== Segment start ==

PR #232, opened 2015-04-09
[WIP] Unify Forge and Vanilla implementation

Minecrell:
**This is a continuation of #222 - based on @Mumfrey's feedback it was splitted into 3 repositories now instead of a single one with subprojects.** (Feel free to skip the next part if you've already read this on the previous PR)

Our Forge implementation and our Vanilla implementation are both using MCP, which means they share the same mappings and provide a very similar Minecraft environment to work on. Because we're using mixins to implement our SpongeAPI interfaces directly on the Minecraft classes, we can copy most of the mixins simply from the current Forge implementation to our Vanilla implementation.

Copying everything from the one project to the other project results in a lot of work, and keeping the copied (and slightly modified) files up to date with the original files means even a lot more work, and certain changes (e.g. bug fixes) may get even forgotten which would result in bugs in the Vanilla implementation.

Being able to copy a lot of code from one implementation to another means we would be also able to share code directly between the projects using a shared subproject. Often only minor changes are needed in the Forge implementation for Forge integration and only a few other small changes in the Vanilla implementation.

Unifying both projects will get us more maintainable code and will save a lot of time required for copying everything over to Granite in the long term.

#### Project structure

The project consists out of 4 parts now: [SpongeAPI](https://github.com/SpongePowered/SpongeAPI/tree/feature/unify), Sponge (the Common module holding the shared code of the implementations), [the Forge implementation](https://github.com/Minecrell/SpongeForge) and [Granite](https://github.com/SpongePowered/Granite/tree/feature/unify) (the Vanilla implementation).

== Segment end ==

Exercise goal: When the line with "Our Forge implementation" is reached in the data above, begin copying, and stop after the line with "Copying everything from"; copy each line exactly, both ends included.

Answer:
Our Forge implementation and our Vanilla implementation are both using MCP, which means they share the same mappings and provide a very similar Minecraft environment to work on. Because we're using mixins to implement our SpongeAPI interfaces directly on the Minecraft classes, we can copy most of the mixins simply from the current Forge implementation to our Vanilla implementation.

Copying everything from the one project to the other project results in a lot of work, and keeping the copied (and slightly modified) files up to date with the original files means even a lot more work, and certain changes (e.g. bug fixes) may get even forgotten which would result in bugs in the Vanilla implementation.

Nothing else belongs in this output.